Tech

Quantum computing is finally here, and a Canadian company has a plan to bring it to the masses

Key Points
  • After recently closing $50 million in financing, D-Wave Systems is looking to bring in hundreds of millions of dollars more.
  • The company has plans to bring quantum computing to the public cloud this year.
Vern Brownell, CEO of D-Wave
Heidi Gutman | CNBC

Vern Brownell spent the past eight years preaching quantum computing to a world that wasn't ready for it.

As CEO of D-Wave Systems, Brownell has been overseeing the development of a type of superfast processor that to date has largely been limited to use in research labs. His Vancouver-based company first raised venture funding back in 2004, five years before he joined.

But this week Brownell is in San Francisco and has plenty of eager listeners on his agenda. Fresh off D-Wave's $50 million in funding from Canada's PSP Investments, Brownell said he's meeting with banks and big investors about raising hundreds of millions of dollars later this year as the company prepares to move into the public cloud.

"We intend to do a very large offering to take advantage of the position we're in," Brownell said, in an interview on Thursday.

He said the financing — an alternative to an IPO — will be led by an investment bank and potentially include sovereign wealth funds and large private equity firms. Brownell has also talked with SoftBank's massive Vision Fund, calling it the type of investor that he would like to see participate. Existing investors include In-Q-Tel, the venture group that invests on behalf of the CIA, and Jeff Bezos' venture firm.

Quantum computing's promise

Quantum computing differs from classical computing, which is defined by binary code — 1s and 0s. With quantum computing, there are units called qubits that aren't limited to that binary state and have the ability to store dramatically more information. In 2015, Google said that its project with NASA using a D-Wave machine performed certain tasks 100 million times faster than conventional processors.

Critical to D-Wave's future is getting this technology into the hands of everyday developers. Until now, researchers at Google, NASA, Lockheed Martin and the Los Alamos National Laboratory have used D-Wave machines, which cost millions of dollars, in complex experiments to see if quantum computing can solve problems in drug discovery, cybersecurity and space exploration.
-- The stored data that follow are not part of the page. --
PR #1078, opened 2024-06-12
fix(cc-addon-credentials)!: change `addonType` value for Materia KV

### LINKED ISSUE #1068: cc-addon-credentials: change addon type value to match the new materia product name
## Context

With #1066, we have changed the Materia name from `Materia DB KV` to `Materia KV`.

Since we needed a quick PR & release, we did not want to introduce a  breaking change at the time.

It would be nice to align the code to the new branding so that the component API reflects the new branding.

More precisely, we would need to change the `AddonType` value for materia from `materiadb-kv` to `materia-kv`.

This is a tiny breaking change so it would be nice to include it in a release that already contains other breaking changes (it's not a worth a major version on its own).

florian-sanders-cc:
Fixes #1068

## What does this PR do?

- Changes the `addonType` value for Materia KV from `materiadb-kv` to `materia-kv`

## How to review?

- Check the commit,
- Check the Materia KV story in preview,

### DIFF
--- a/src/components/cc-addon-credentials/cc-addon-credentials.js
+++ b/src/components/cc-addon-credentials/cc-addon-credentials.js
@@ -66,8 +66,8 @@ export class CcAddonCredentials extends LitElement {
         return i18n('cc-addon-credentials.description.kibana');
       case 'pulsar':
         return i18n('cc-addon-credentials.description.pulsar');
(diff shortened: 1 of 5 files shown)


Galimede (approved):
LGTM! :tada:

By mid-year, D-Wave's technology will be available in the public cloud for the first time through one of the big three vendors — Amazon, Microsoft or Google — Brownell told CNBC. He's not yet able to announce which one will host the service, but said the goal is to eventually be available on multiple platforms.

"I want to be an arms merchant for the cloud providers," Brownell said. "Once one of them has this capability, all of them will want to have it."

The D-Wave 2000Q Quantum Computer
D-Wave

The world clearly needs more powerful processors, as demand explodes for artificial intelligence workloads that require faster and more efficient chips than what's currently available from Nvidia and AMD. But there's a healthy amount of debate among researchers and scientists about whether quantum computers are useful for practical real-world applications.

D-Wave's thumbnail-sized processors are deployed in massive refrigerators that have 18 layers of shielding to protect the quantum state. Last year the company started selling the $15 million 2000Q, which has 2,000 qubits, twice as many as the prior version.

By getting into the public cloud, D-Wave can start letting developers experiment with its technology in much more cost-effective ways. Brownell said they'll even "be able to use small bits of quantum computing for free."

'From pure science towards engineering'

Much of the funding that D-Wave plans to raise will go towards hiring software developers as it pushes into the cloud. The company currently has 170 employees, including 40 people in software, Brownell said.

D-Wave is far from alone in the market. IBM is building a quantum computer for the commercial world and Microsoft introduced a quantum computing development kit last year. In a January report, Homeland Security Research predicted quantum computing will grow 25 percent a year through 2024, when it will reach $8.45 billion in products and services and $2.25 billion on government-funded research.

The report said that 18 of the world's top companies and dozens of government agencies are working on the processor or software side of quantum computing "or partnering with the quantum industry start-ups like D-Wave."

In line with D-Wave's vision, the report had this to say about the many players in the ecosystem:

"Their ambition reflects a broader transition, taking place at start-ups and academic research labs alike: To move from pure science towards engineering."